--- Problem details ---
Output all entries precisely.

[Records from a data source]
PR #4372, opened 2018-10-22
Create a "Pending Buildrequests" page that lists all unclaimed buildrequests (fixes #4239)

p12tic:
Relatively simple addition done by the approach suggested in #4239. This change is not tested by a e2e test, should I create one?

## Contributor Checklist:

* [n/a] I have updated the unit tests
* [x] I have created a file in the `master/buildbot/newsfragment` directory (and read the `README.txt` in that directory)
* [n/a] I have updated the appropriate documentation

PR #4384, opened 2018-10-28
Add e2e test for pending build requests page

p12tic:
Improves #4372.

Also did some minimal refactoring to reduce code duplication.


tardyp:
cool!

--- Solution for this task ---
PR #4372, opened 2018-10-22
Create a "Pending Buildrequests" page that lists all unclaimed buildrequests (fixes #4239)

p12tic:
Relatively simple addition done by the approach suggested in #4239. This change is not tested by a e2e test, should I create one?

## Contributor Checklist:

* [n/a] I have updated the unit tests
* [x] I have created a file in the `master/buildbot/newsfragment` directory (and read the `README.txt` in that directory)
* [n/a] I have updated the appropriate documentation

PR #4384, opened 2018-10-28
Add e2e test for pending build requests page

p12tic:
Improves #4372.

Also did some minimal refactoring to reduce code duplication.


tardyp:
cool!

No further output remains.